The most reliable way for a general Hash is to ask if it has the key:
myvar = h.has_key?('MY_VAR') ? h['MY_VAR'] : 'default'
If you don't care about nil or false values (i.e. you want to treat them the same as "not there"), then undur_gongor's approach is good (this should also be fine when h is ENV):
myvar = h['MY_VAR'] || 'foobar'
And if you want to allow nil to be in your Hash but pretend it isn't there (i.e. a nil value is the same as "not there") while allowing a false in your Hash:
myvar = h['MY_VAR'].nil? ? 'foobar' : h['MY_VAR']
In the end it really depends on your precise intent and you should choose the approach that matches your intent. The choice between if/else/end and ? : is, of course, a matter of taste and "concise" doesn't mean "least number of characters" so feel free to use a ternary or if block as desired.

hash.fetch(key) { default_value }
Will return the value if it exists, and return default_value if the key doesn't exist.

This works best for me:
ENV.fetch('VAR_NAME',"5445")

myvar = ENV.fetch('MY_VAR') { 'foobar' }
'foobar' being the default if ENV['MY_VAR'] is unset.

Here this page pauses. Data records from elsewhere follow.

PR #4784, opened 2016-01-17
Revert "Avoid loading plugins that do not match the current plugin api even during installation"

josegonzalez:
This reverts commit 21f5933e0170b9673108f05df262dbc7f98cce69.

Commit 21f5933e breaks fresh installations of cakephp applications, or
any project where a dependency uses a different composer plugin
installer than the upstream project.

Closes auraphp/Aura.Intl#20

### DIFF
--- a/src/Composer/Plugin/PluginManager.php
+++ b/src/Composer/Plugin/PluginManager.php
@@ -106,26 +106,6 @@ class PluginManager
             return;
         }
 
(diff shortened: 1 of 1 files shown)


bravo-kernel:
:clap:

Seldaek:
Merging while we investigate and figure out the root cause, but this should not have broken like that.. very curious.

Although it's not relevant in the specific example you gave since you're really asking about hash keys, not variables, Ruby does give a way to check variable definition. Use the defined? keyword (it's not a method, but a keyword since it needs special handling by the interpreter), like so:
a = 1
defined? a
#=> "local-variable"
#a = 2
defined? #a
#=> "instance-variable"
##a = 3
defined? ##a
#=> "class-variable"
defined? blahblahblah
#=> nil
Hence you could do:
var = defined?(var) ? var : "default value here"
As far as I know, that's the only way other than an ugly begin/rescue/end block to define a variable in the way that you ask without risking a NameError. As I said, this doesn't apply to hashes since:
hash = {?a => 2, ?b => 3}
defined? hash[?c]
#=> "method"
i.e. you're checking that the method [] is defined rather than the key/value pair you're using it to access.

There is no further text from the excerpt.